(Excerpts from a dataset)

----

PR #13526, opened 2022-12-03
Material Canvas: Small change starting file for graph related utility functions

gadams3:
## What does this PR do?

Creating holding pin for useful utility functions not exclusive to material canvas

## How was this PR tested?

Just moving one function and removing another. Testing that graph document still displayed correctly in inspector And instructions were still generated in execution order.

### DIFF
--- a/Gems/Atom/Tools/AtomToolsFramework/Code/Include/AtomToolsFramework/Graph/GraphUtil.h
+++ b/Gems/Atom/Tools/AtomToolsFramework/Code/Include/AtomToolsFramework/Graph/GraphUtil.h
@@ -1,0 +1,37 @@
+/*
+ * Copyright (c) Contributors to the Open 3D Engine Project.
+ * For complete copyright and license terms please see the LICENSE at the root of this distribution.
+ *
+ * SPDX-License-Identifier: Apache-2.0 OR MIT
+ *
+ */
+
+#pragma once
+
+#include <AzCore/std/sort.h>
+#include <AzCore/std/tuple.h>
+#include <GraphModel/Model/Connection.h>
+#include <GraphModel/Model/Node.h>
+
+namespace AtomToolsFramework
+{
+    // Sort a container of nodes by depth, considering the number and state of input and output slots and connections, for consistent
+    // display and execution order. The function is templatized to account for different container types and constness. 
+    template<typename NodeContainer>
+    void SortNodesInExecutionOrder(NodeContainer& nodes)
+    {
+        using NodeValueType = typename NodeContainer::value_type;
+        using NodeValueTypeRef = typename NodeContainer::const_reference;
+
+        // Pre-calculate and cache sorting scores for all nodes to avoid reprocessing during the sort
+        AZStd::map<NodeValueType, AZStd::tuple<bool, bool, uint32_t>> nodeScoreTable;
+        for (NodeValueTypeRef node : nodes)
+        {
+            nodeScoreTable.emplace(node, AZStd::make_tuple(node->HasInputSlots(), !node->HasOutputSlots(), node->GetMaxInputDepth()));
+        }
+
+        AZStd::stable_sort(nodes.begin(), nodes.end(), [&](NodeValueTypeRef nodeA, NodeValueTypeRef nodeB) {
+            return nodeScoreTable[nodeA] < nodeScoreTable[nodeB];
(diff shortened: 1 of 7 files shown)


cgalvan (approved):

Gems/Atom/Tools/AtomToolsFramework/Code/Include/AtomToolsFramework/Graph/GraphUtil.h
```diff
@@ -0,0 +1,37 @@
...
+#include <AzCore/std/tuple.h>
+#include <GraphModel/Model/Connection.h>
+#include <GraphModel/Model/Node.h>
+
+namespace AtomToolsFramework
+{
+    // Sort a container of nodes by depth, considering the number and state of input and output slots and connections, for consistent
+    // display and execution order. The function is templatized to account for different container types and constness. 
+    template<typename NodeContainer>
+    void SortNodesInExecutionOrder(NodeContainer& nodes)
```
jeremyong-az, line 21: I know we do this all over the codebase, but this actually exceeds my bar for "too big to be in an inlined template function." Why not have the `NodeValueType` here inherit from a base class providing `HasInputSlots`, `HasOutputSlots`, and `GetMaxInputDepth`?

Gems/Atom/Tools/AtomToolsFramework/Code/Include/AtomToolsFramework/Graph/GraphUtil.h
```diff
@@ -0,0 +1,37 @@
...
+        using NodeValueTypeRef = typename NodeContainer::const_reference;
+
+        // Pre-calculate and cache sorting scores for all nodes to avoid reprocessing during the sort
+        AZStd::map<NodeValueType, AZStd::tuple<bool, bool, uint32_t>> nodeScoreTable;
+        for (NodeValueTypeRef node : nodes)
+        {
+            nodeScoreTable.emplace(node, AZStd::make_tuple(node->HasInputSlots(), !node->HasOutputSlots(), node->GetMaxInputDepth()));
+        }
+
+        AZStd::stable_sort(nodes.begin(), nodes.end(), [&](NodeValueTypeRef nodeA, NodeValueTypeRef nodeB) {
```
jeremyong-az, line 33: Q: does this need to be a stable sort?

Gems/Atom/Tools/AtomToolsFramework/Code/Source/Graph/GraphUtil.cpp
```diff
@@ -0,0 +1,13 @@
...
+ * Copyright (c) Contributors to the Open 3D Engine Project.
+ * For complete copyright and license terms please see the LICENSE at the root of this distribution.
+ *
+ * SPDX-License-Identifier: Apache-2.0 OR MIT
+ *
+ */
+
+#include <AtomToolsFramework/Graph/GraphUtil.h>
+
+namespace AtomToolsFramework
```
jeremyong-az, line 11: What is this file for?

Gems/Atom/Tools/AtomToolsFramework/Code/Include/AtomToolsFramework/Graph/GraphUtil.h
gadams3: The node class is the same regardless of the template type. The template was previously needed because the container type and constness would change. I will see if there's another way to organize it to shrink the template function.

Gems/Atom/Tools/AtomToolsFramework/Code/Include/AtomToolsFramework/Graph/GraphUtil.h
gadams3: It could probably just be sort. I went through several iterations before ending up with a mostly simple depth based sort that resulted in deterministic instruction order. One of the iterations did multiple passes with different criteria. That required the sort to be stable. This probably does not.

Gems/Atom/Tools/AtomToolsFramework/Code/Source/Graph/GraphUtil.cpp
gadams3: Placeholder for other shared graph utility functions as I extract them from material canvas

----

§ Task
Restate the data above in full, keeping every word as it is.

§ Answer section
PR #13526, opened 2022-12-03
Material Canvas: Small change starting file for graph related utility functions

gadams3:
## What does this PR do?

Creating holding pin for useful utility functions not exclusive to material canvas

## How was this PR tested?

Just moving one function and removing another. Testing that graph document still displayed correctly in inspector And instructions were still generated in execution order.

### DIFF
--- a/Gems/Atom/Tools/AtomToolsFramework/Code/Include/AtomToolsFramework/Graph/GraphUtil.h
+++ b/Gems/Atom/Tools/AtomToolsFramework/Code/Include/AtomToolsFramework/Graph/GraphUtil.h
@@ -1,0 +1,37 @@
+/*
+ * Copyright (c) Contributors to the Open 3D Engine Project.
+ * For complete copyright and license terms please see the LICENSE at the root of this distribution.
+ *
+ * SPDX-License-Identifier: Apache-2.0 OR MIT
+ *
+ */
+
+#pragma once
+
+#include <AzCore/std/sort.h>
+#include <AzCore/std/tuple.h>
+#include <GraphModel/Model/Connection.h>
+#include <GraphModel/Model/Node.h>
+
+namespace AtomToolsFramework
+{
+    // Sort a container of nodes by depth, considering the number and state of input and output slots and connections, for consistent
+    // display and execution order. The function is templatized to account for different container types and constness. 
+    template<typename NodeContainer>
+    void SortNodesInExecutionOrder(NodeContainer& nodes)
+    {
+        using NodeValueType = typename NodeContainer::value_type;
+        using NodeValueTypeRef = typename NodeContainer::const_reference;
+
+        // Pre-calculate and cache sorting scores for all nodes to avoid reprocessing during the sort
+        AZStd::map<NodeValueType, AZStd::tuple<bool, bool, uint32_t>> nodeScoreTable;
+        for (NodeValueTypeRef node : nodes)
+        {
+            nodeScoreTable.emplace(node, AZStd::make_tuple(node->HasInputSlots(), !node->HasOutputSlots(), node->GetMaxInputDepth()));
+        }
+
+        AZStd::stable_sort(nodes.begin(), nodes.end(), [&](NodeValueTypeRef nodeA, NodeValueTypeRef nodeB) {
+            return nodeScoreTable[nodeA] < nodeScoreTable[nodeB];
(diff shortened: 1 of 7 files shown)


cgalvan (approved):

Gems/Atom/Tools/AtomToolsFramework/Code/Include/AtomToolsFramework/Graph/GraphUtil.h
```diff
@@ -0,0 +1,37 @@
...
+#include <AzCore/std/tuple.h>
+#include <GraphModel/Model/Connection.h>
+#include <GraphModel/Model/Node.h>
+
+namespace AtomToolsFramework
+{
+    // Sort a container of nodes by depth, considering the number and state of input and output slots and connections, for consistent
+    // display and execution order. The function is templatized to account for different container types and constness. 
+    template<typename NodeContainer>
+    void SortNodesInExecutionOrder(NodeContainer& nodes)
```
jeremyong-az, line 21: I know we do this all over the codebase, but this actually exceeds my bar for "too big to be in an inlined template function." Why not have the `NodeValueType` here inherit from a base class providing `HasInputSlots`, `HasOutputSlots`, and `GetMaxInputDepth`?

Gems/Atom/Tools/AtomToolsFramework/Code/Include/AtomToolsFramework/Graph/GraphUtil.h
```diff
@@ -0,0 +1,37 @@
...
+        using NodeValueTypeRef = typename NodeContainer::const_reference;
+
+        // Pre-calculate and cache sorting scores for all nodes to avoid reprocessing during the sort
+        AZStd::map<NodeValueType, AZStd::tuple<bool, bool, uint32_t>> nodeScoreTable;
+        for (NodeValueTypeRef node : nodes)
+        {
+            nodeScoreTable.emplace(node, AZStd::make_tuple(node->HasInputSlots(), !node->HasOutputSlots(), node->GetMaxInputDepth()));
+        }
+
+        AZStd::stable_sort(nodes.begin(), nodes.end(), [&](NodeValueTypeRef nodeA, NodeValueTypeRef nodeB) {
```
jeremyong-az, line 33: Q: does this need to be a stable sort?

Gems/Atom/Tools/AtomToolsFramework/Code/Source/Graph/GraphUtil.cpp
```diff
@@ -0,0 +1,13 @@
...
+ * Copyright (c) Contributors to the Open 3D Engine Project.
+ * For complete copyright and license terms please see the LICENSE at the root of this distribution.
+ *
+ * SPDX-License-Identifier: Apache-2.0 OR MIT
+ *
+ */
+
+#include <AtomToolsFramework/Graph/GraphUtil.h>
+
+namespace AtomToolsFramework
```
jeremyong-az, line 11: What is this file for?

Gems/Atom/Tools/AtomToolsFramework/Code/Include/AtomToolsFramework/Graph/GraphUtil.h
gadams3: The node class is the same regardless of the template type. The template was previously needed because the container type and constness would change. I will see if there's another way to organize it to shrink the template function.

Gems/Atom/Tools/AtomToolsFramework/Code/Include/AtomToolsFramework/Graph/GraphUtil.h
gadams3: It could probably just be sort. I went through several iterations before ending up with a mostly simple depth based sort that resulted in deterministic instruction order. One of the iterations did multiple passes with different criteria. That required the sort to be stable. This probably does not.

Gems/Atom/Tools/AtomToolsFramework/Code/Source/Graph/GraphUtil.cpp
gadams3: Placeholder for other shared graph utility functions as I extract them from material canvas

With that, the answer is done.